Mouse infection experiments

Mouse infection experiments were performed according to German law with permission of the Regierungspräsidium Tübingen (permission number H1/14). Groups of five female C57/Bl6 mice (Harlan) of similar age (6–8 weeks) and weight (∼17 g), were injected intraveniously with 1×10⁵ Ye wildtype or mutant bacteria in PBS that had been grown for 4 h at 37°C. Mice were sacrificed after one or three days post infection and the colony forming units (CFU) in the spleen were determined. For oral infection groups of seven BALB/c mice (Harlan) of similar age (6–8 weeks) and weight (∼17 g) were fed 1×10⁸ Ye wildtype or mutant bacteria in PBS that had been grown for 4 h at 27°C. At one, three and five days post infection the CFU in feces were determined. At day five post infection mice were sacrificed and the CFU in spleen, peyers patches and mesenteric lymph nodes were determined. Organs were homogenized in 4 ml (spleen), 2 ml (peyers patches) or 1 ml (mesenteric lymph nodes and feces) sterile PBS (Life Technologies). The number of bacteria and the detection limit were determined as described previously.⁶⁰ The detection limit of CFU per gram was 500 (log₁₀ 500 = 2.69; spleen), 1000 (log₁₀ 1111 = 3.05; peyers patches), 333 (log₁₀ 333 = 2.47; mesenteric lymph nodes) and 654 (log10 654 = 2.8; feces).

Serum killing assay

Normal human serum (NHS) was collected from at least 4 healthy volunteers and pooled. The IgG and IgM antibody titer against Yersinia in serum was tested by ELISA. Only IgG and IgM negative pooled serum was used throughout the experiments. Aliquots were stored at −80°C and thawed only once. Heat inactivated serum was generated by incubating the serum at 56°C for 30 min immediately before use. To analyze the susceptibility of Ye against complement mediated killing, 5×10⁶ bacteria were incubated in 5% HIS or NHS for 15 min at 37°C. After that the samples were placed on ice for 5 min and an equal volume of brain heart infusion medium was added to stop complement activity. Serial dilutions of the samples were prepared and plated on selective agar plates. After incubation at 27°C for 24 h CFU were determined by counting.

Statistics

Data are means ± SD. Statistical analysis was carried out using GraphPad Prism 5 (GraphPad Software, La Jolla, CA) applying one-way ANOVA analysis with either Dunett´s multiple comparison test or with a Kruskal Wallis test and Dunn´s multiple comparisons test as described in the figure legends.
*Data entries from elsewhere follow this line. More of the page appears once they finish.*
PR #488, opened 2020-04-01
GUACAMOLE-919: Implement PostgreSQL defaultStatementTimeout and socketTimeout

DouglasHeriot:
Pass through environment variables to set `defaultStatementTimeout` and `socketTimeout`. See issue GUACAMOLE-919 for details.

If the TCP connection to the database is silently dropped (not closed), doing a ping query "SELECT 1;" will hang indefinitely. The socketTimeout option will put a timeout on this.

`defaultStatementTimeout` is not relevant to this issue. I thought it might have been at first. I've left this in incase having the option exposed is useful for other reasons.

### DIFF
--- a/extensions/guacamole-auth-jdbc/modules/guacamole-auth-jdbc-postgresql/src/main/java/org/apache/guacamole/auth/postgresql/PostgreSQLAuthenticationProviderModule.java
+++ b/extensions/guacamole-auth-jdbc/modules/guacamole-auth-jdbc-postgresql/src/main/java/org/apache/guacamole/auth/postgresql/PostgreSQLAuthenticationProviderModule.java
@@ -72,7 +72,7 @@ public class PostgreSQLAuthenticationProviderModule implements Module {
 
         // Only set if > 0. Underlying backend does not take 0 as not-set.
         int defaultStatementTimeout = environment.getPostgreSQLDefaultStatementTimeout();
-        if(defaultStatementTimeout > 0) {
+        if (defaultStatementTimeout > 0) {
             myBatisProperties.setProperty("mybatis.configuration.defaultStatementTimeout", String.valueOf(defaultStatementTimeout));
         }
 
--- a/extensions/guacamole-auth-jdbc/modules/guacamole-auth-jdbc-postgresql/src/main/java/org/apache/guacamole/auth/postgresql/PostgreSQLAuthenticationProviderModule.java
+++ b/extensions/guacamole-auth-jdbc/modules/guacamole-auth-jdbc-postgresql/src/main/java/org/apache/guacamole/auth/postgresql/PostgreSQLAuthenticationProviderModule.java
@@ -69,7 +69,12 @@ public class PostgreSQLAuthenticationProviderModule implements Module {
         myBatisProperties.setProperty("JDBC.autoCommit", "false");
         myBatisProperties.setProperty("mybatis.pooled.pingEnabled", "true");
         myBatisProperties.setProperty("mybatis.pooled.pingQuery", "SELECT 1");
-        myBatisProperties.setProperty("mybatis.configuration.defaultStatementTimeout", environment.getPostgreSQLDefaultStatementTimeout());
+
+        // Only set if > 0. Underlying backend does not take 0 as not-set.
+        int defaultStatementTimeout = environment.getPostgreSQLDefaultStatementTimeout();
+        if(defaultStatementTimeout > 0) {
+            myBatisProperties.setProperty("mybatis.configuration.defaultStatementTimeout", String.valueOf(defaultStatementTimeout));
+        }
 
         // Use UTF-8 in database
         driverProperties.setProperty("characterEncoding", "UTF-8");
--- a/extensions/guacamole-auth-jdbc/modules/guacamole-auth-jdbc-postgresql/src/main/java/org/apache/guacamole/auth/postgresql/PostgreSQLAuthenticationProviderModule.java
+++ b/extensions/guacamole-auth-jdbc/modules/guacamole-auth-jdbc-postgresql/src/main/java/org/apache/guacamole/auth/postgresql/PostgreSQLAuthenticationProviderModule.java
@@ -111,6 +111,9 @@ public class PostgreSQLAuthenticationProviderModule implements Module {
             
         }
 
+        // Handle case where TCP connection to database is silently dropped
+        driverProperties.setProperty("socketTimeout", String.valueOf(environment.getPostgreSQLSocketTimeout()));
+
     }
 
     @Override
--- a/extensions/guacamole-auth-jdbc/modules/guacamole-auth-jdbc-postgresql/src/main/java/org/apache/guacamole/auth/postgresql/PostgreSQLAuthenticationProviderModule.java
+++ b/extensions/guacamole-auth-jdbc/modules/guacamole-auth-jdbc-postgresql/src/main/java/org/apache/guacamole/auth/postgresql/PostgreSQLAuthenticationProviderModule.java
@@ -69,6 +69,7 @@ public class PostgreSQLAuthenticationProviderModule implements Module {
         myBatisProperties.setProperty("JDBC.autoCommit", "false");
         myBatisProperties.setProperty("mybatis.pooled.pingEnabled", "true");
         myBatisProperties.setProperty("mybatis.pooled.pingQuery", "SELECT 1");
+        myBatisProperties.setProperty("mybatis.configuration.defaultStatementTimeout", environment.getPostgreSQLDefaultStatementTimeout());
 
         // Use UTF-8 in database
         driverProperties.setProperty("characterEncoding", "UTF-8");
--- a/extensions/guacamole-auth-jdbc/modules/guacamole-auth-jdbc-postgresql/src/main/java/org/apache/guacamole/auth/postgresql/PostgreSQLAuthenticationProviderModule.java
+++ b/extensions/guacamole-auth-jdbc/modules/guacamole-auth-jdbc-postgresql/src/main/java/org/apache/guacamole/auth/postgresql/PostgreSQLAuthenticationProviderModule.java
@@ -73,7 +73,10 @@ public class PostgreSQLAuthenticationProviderModule implements Module {
         // Only set if > 0. Underlying backend does not take 0 as not-set.
         int defaultStatementTimeout = environment.getPostgreSQLDefaultStatementTimeout();
         if (defaultStatementTimeout > 0) {
-            myBatisProperties.setProperty("mybatis.configuration.defaultStatementTimeout", String.valueOf(defaultStatementTimeout));
+            myBatisProperties.setProperty(
+                "mybatis.configuration.defaultStatementTimeout",
+                String.valueOf(defaultStatementTimeout)
+            );
         }
 
         // Use UTF-8 in database
@@ -117,7 +120,10 @@ public class PostgreSQLAuthenticationProviderModule implements Module {
         }
 
         // Handle case where TCP connection to database is silently dropped
-        driverProperties.setProperty("socketTimeout", String.valueOf(environment.getPostgreSQLSocketTimeout()));
+        driverProperties.setProperty(
+            "socketTimeout",
+            String.valueOf(environment.getPostgreSQLSocketTimeout())
+        );
 
     }
 
--- a/extensions/guacamole-auth-jdbc/modules/guacamole-auth-jdbc-postgresql/src/main/java/org/apache/guacamole/auth/postgresql/conf/PostgreSQLEnvironment.java
+++ b/extensions/guacamole-auth-jdbc/modules/guacamole-auth-jdbc-postgresql/src/main/java/org/apache/guacamole/auth/postgresql/conf/PostgreSQLEnvironment.java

Differences were considered significant if *p ≤ 0.05, **p ≤ 0.01, ***p ≤ 0.001.

Results

Generation of knockout strains and impact of knockouts on growth of Ye

In order to address the importance of BamB, BamC, BamE, DegP, SurA and Skp for fitness and virulence of Ye, we generated single gene knockouts by a mating and homologous recombination strategy using a suicide plasmid (see Materials and Methods section for details). To this end we used the strain Ye WA-314.⁶¹ The resulting single gene knockout strains were verified by PCR using genomic DNA as template (Fig. 1A). PCR products obtained with the knockout strains had the size expected for successful deletion. Additionally, the presence of mRNA transcripts was analysed by realtime RT-PCR (Fig. 1B). mRNA transcripts for the targeted genes were not detectable in the knockout strains. The presence of protein was tested by Western blots using antibodies raised against the corresponding E. coli proteins. However, only the BamB and BamC-specific antibodies did cross-react with the Yersinia proteins (Fig. 1C). Though, PCR and RT-PCR clearly demonstrate that our single gene deletions were successful for all targeted genes. To test if the individual knockout of BamB, BamC, BamE, SurA, DegP, or Skp had a general impact on Ye growth at host temperature, we performed growth curves at 37°C (Fig. 2A). Compared to the wildtype strain only the BamB deficient strain displayed slightly reduced growth. This turned obvious at 4 h after inoculation and sustained throughout recording of the growth curve (Fig. 2B). The growth phenotype of the ΔbamB strain could be rescued by ectopic constitutive expression of BamB from a plasmid (Fig. 2B, Ye ΔbamB-pACYC).

Figure 1. Verification of knockout strains. (A) Genomic DNA of indicated strains was isolated and the deletion of target genes was verified by PCR. The expected product sizes are indicated in the table on the right-hand side. (B) Total RNA was extracted from Ye wildtype and the different mutant strains. The deletion of target genes was verified by qRT-PCR using gyrA as reference gene. (C) Ye whole cell lysates were probed with antibodies raised against E. coli BamB or BamC that exhibited cross-reactivity with the respective Ye proteins (all other available antibodies did not cross-react with the Ye homologs). The calculated molecular weight of the tested proteins from E. coli and Ye homologs are indicated in the table on the right-hand side.

Figure 2. Growth of single-gene knockout strains. Bacteria were grown at 37°C for 9 h in LB. Samples were taken every 30 min and the OD of appropriate dilutions was determined at 600 nm. (A) Comparison of growth of the parent strain Ye wildtype, all mutant strains Ye ΔbamB, ΔbamC, ΔbamE, ΔdegP, ΔsurA and Δskp and the complemented mutants Ye ΔbamB-pACYC, ΔsurA-pACYC and Δskp-pACYC. (B) Growth curves of Ye wildtype strain, ΔbamB strain and ΔbamB strain carrying wildtype BamB on a plasmid (ΔbamB-pACYC).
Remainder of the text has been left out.